In the entire Gujarat campaign, even by the low standard the Congress had set for itself for the last one decade –recall that it did not even spare Amit Shah when he had dared to taken on terrorists, it did not spare Modi and when it could not conjure up anything else, it accused him and his team of spying on a lady citizen of the state, such was the nadir of the standard that it set for itself – the party has only excelled in leveling wide allegations, false claims and in trying to deliberately mislead the people of the state and in communalising the atmosphere.

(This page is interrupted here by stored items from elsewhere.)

PR #68, opened 2020-12-04
[eds] Introduce PodCannotStart condition and canary auto-pause handling

xornivore:
### What does this PR do?

- Introduces logic to handle certain failure waiting states as cause for auto-pausing canary.
- Simplifies logic for reported container states in terminated reason (will basically take anything reported from container).
- e2e tests for `PodCannotStart` conditions/scenarios (container config error and image pull errors).

### Motivation

Current limitations in support for container waiting state which are abnormal and should result in pausing canary.

### Additional Notes

### Describe your test plan

Scenarios similar to tests in e2e.


controllers/extendeddaemonsetreplicaset/strategy/canary.go
```diff
@@ -164,20 +163,27 @@ func manageCanaryPodRestarts(pods []*v1.Pod, params *Parameters, result *Result)
...
+			}
 		}
 
-		restartTime, recentRestartReason := podUtils.MostRecentRestart(pod)
-		if restartTime.After(newRestartTime) {
-			newRestartTime = restartTime
-			restartingPodStatus = fmt.Sprintf("Pod %s restarting with reason: %s", pod.ObjectMeta.Name, string(recentRestartReason))
+		var cannotStartReason v1alpha1.ExtendedDaemonSetStatusReason
+		cannotStart, cannotStartReason = podUtils.CannotStart(pod)
+		if cannotStart {
```
clamoriniere, line 185: could you add a counter about how many pods are note able to start? and add this counter to the description?

xornivore: We could do that but I think we should refrain from converting EDS status into a fully fledged debugging tool. Rationale for the currently implemented behavior is that we are considering it to be abnormal enough to pause the canary on first failure.

pkg/controller/utils/pod/pod.go
```diff
@@ -130,22 +130,37 @@ func MostRecentRestart(pod *v1.Pod) (time.Time, datadoghqv1alpha1.ExtendedDaemon
...
-		return datadoghqv1alpha1.ExtendedDaemonSetStatusReasonCLB
-	case string(datadoghqv1alpha1.ExtendedDaemonSetStatusReasonOOM):
-		return datadoghqv1alpha1.ExtendedDaemonSetStatusReasonOOM
-	default:
-		return datadoghqv1alpha1.ExtendedDaemonSetStatusReasonUnknown
+var cannotStartReasons = []string{
+	"ErrImagePull",
+	"ImagePullBackOff",
+	"CreateContainerConfigError",
+}
```
clamoriniere, line 144: could you add other reasons defined here: https://github.com/kubernetes/kubernetes/blob/88512be213159f87ed2dad07f75c02d355eadac5/pkg/kubelet/kuberuntime/kuberuntime_container.go#L58

examples/foo-eds_v4_image_pull_error.yaml
```diff
@@ -0,0 +1,27 @@
+apiVersion: datadoghq.com/v1alpha1
```
clamoriniere, line 1: I think we should not put e2e tests manifest in another than the `examples` folder. maybe `controllers/test-data`

xornivore: What about if we add a `README.md` under examples - that way we can explain what each example intends to demonstrate. The e2e tests don't depend on these new files per se, my thought was to demonstrate certain features and behaviors per se, but I agree that it might be confusing to others.

Or maybe you meant that these should be only showing settings and in the happy case only. These indeed will cause canary to handle in abnormal scenarios.

clamoriniere: Yes I mean `examples` should only contains working examples.
But it could be also interesting for users, to see how the canary works. So maybe you can add a subfolder `examples/canary-tests`. WDYT ?

clamoriniere (approved):

PR #69, opened 2020-12-21
use client.Patch() for [add|remov]ing canary label

clamoriniere:
### What does this PR do?

Use the `client.Patch()` function instead of `client.Update()` to add canary label on Pods.

### Motivation

Previously the function client.Update() was used to add or remove the canary
labels on the Pods. Using `Patch()` limit possible conflict and decrease message
size.

It removes bug on Kubernetes 1.19.0 when the API-Server return an error with the function `client.Update()`, because the controller is trying to update an immutable `Pod.Spec` field.  

### Additional Notes

### Describe your test plan

* Create a Kubernetes v1.19
* Deploy a EDS with a canary configuration
* Update the EDS.spec.template
* check that canary Pods have the canary labels.


xornivore (approved):
Do you want to do the same for EDS annotations while you are at it? 😄

PR #71, opened 2020-12-24
[Fix] Make sure the ERS only handles defaulted EDS CR

ahmed-mez:
### What does this PR do?

- Make the ERS controller requeue the request if the CR is not defaulted (yet) by the EDS controller

### Motivation

By design, the ERS controller can receive requests before the EDS controller defaults the CR.

This PR adds safeguard against nil pointers when accessing CR fields (e.g `Spec.Strategy.ReconcileFrequency.Duration`) in the ERS controller.

### Additional Notes

Related to https://github.com/DataDog/extendeddaemonset/pull/65

### Describe your test plan

Same as https://github.com/DataDog/extendeddaemonset/pull/65

- Create a new ExtendedDaemonset. The reconcileFrequency should have been defaulted when
the CR is created.
- Edit this ExtendedDaemonset and remove the reconcileFrequency from the spec.strategy;
The controller should update the spec.strategy to add it back.
- Another test is to set a different reconcileFrequency value, to validate that the controller
Didn't override a value provided by the user.

### DIFF
--- a/api/v1alpha1/extendeddaemonset_default.go
+++ b/api/v1alpha1/extendeddaemonset_default.go
@@ -32,10 +32,6 @@ func IsDefaultedExtendedDaemonSet(dd *ExtendedDaemonSet) bool {
 		return false
 	}
 
-	if dd.Spec.Strategy.ReconcileFrequency == nil {
-		return false
-	}
-
 	if dd.Spec.Strategy.Canary != nil {
 		if defaulted := IsDefaultedExtendedDaemonSetSpecStrategyCanary(dd.Spec.Strategy.Canary); !defaulted {
 			return false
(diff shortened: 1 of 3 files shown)


api/v1alpha1/extendeddaemonset_default.go
```diff
@@ -32,10 +32,6 @@ func IsDefaultedExtendedDaemonSet(dd *ExtendedDaemonSet) bool {
 		return false
 	}
 
-	if dd.Spec.Strategy.ReconcileFrequency == nil {
-		return false
-	}
```
ahmed-mez, line 37: This is duplicated (see below in this function)

xornivore (approved):
👍

PR #74, opened 2020-12-29
Improve controller logic + fix tests flakiness

clamoriniere:
### What does this PR do?

* Add new CanaryFailed and CanaryPause conditions in ERS.status
* Add `EDS.status.conditions` with CanaryFailed and CanaryPause
  conditions.
* Remove EDS annotations update in the ERS reconcile loop.
* Check ERS.status.conditions in EDS reconcile loop to detec Canary
  paused or failed
* Update unit-tests and e2t tests according the logic update
* Add some reconcile loops documentations.
* In the ERS-controller, If the parent `ExtendedDaemonset` is not defaulted, we force the Defaulting by updating the ERS status with an error conditions. like this the EDS-controller received an event on an ERS update and requeue the parent EDS.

But, Prime Minister Modi has certainly done us a favour, at least to millions of those “bhakts” as well as “non-bhakts” who look up to him, who see reflected in him possibilities for India, whose aspirations he symbolises. At least he has broken his silence in this campaign, he has shed his aloofness, he has shed his habit of regally ignoring the repeated brickbats, innuendos, abuses hurled at him. He decided to take head on those who attempted to spread the poison which degrade democratic institutions, he decided to expose those who have, during the entire campaign, attempted to divide people on the basis of caste and have tried to ruin and destroy the state’s stability and peaceful social fabric. He has decided to expose them and those who were the perpetrators of curfew-raj over Gujarat for years, he decided to take head on those who, through a deliberate design, have decided to play havoc with our essence as a democracy, who have, throughout the Gujarat campaign and throughout the last two years, displayed an insecurity that comes with powerlessness.
Modi will win the Gujarat elections, because people, having seen through the game of deception and ruse that the Congress habitually plays, will want the new India narrative to prosper. But more ominously, Indian democracy, it is true, is indeed at the crossroads “where all its inner demons and repressed ugliness are playing out in the open” – the Congress party’s behaviour in the current Gujarat elections has reinforced that truth– certainly such a phase requires “statesmanship, not nauseating divisiveness”, fortunately for us Modi survives and continues to grow and to provide that statesmanship, he survives all attacks, all aspersions and all abuses.
Had it been left to the Congress, to its dynasty and to its minions – both intellectual and political – they would have certainly taken “India down the road to ruin”, such are the symptoms and results of an insecurity induced by a profound and irrevocable sense of powerlessness.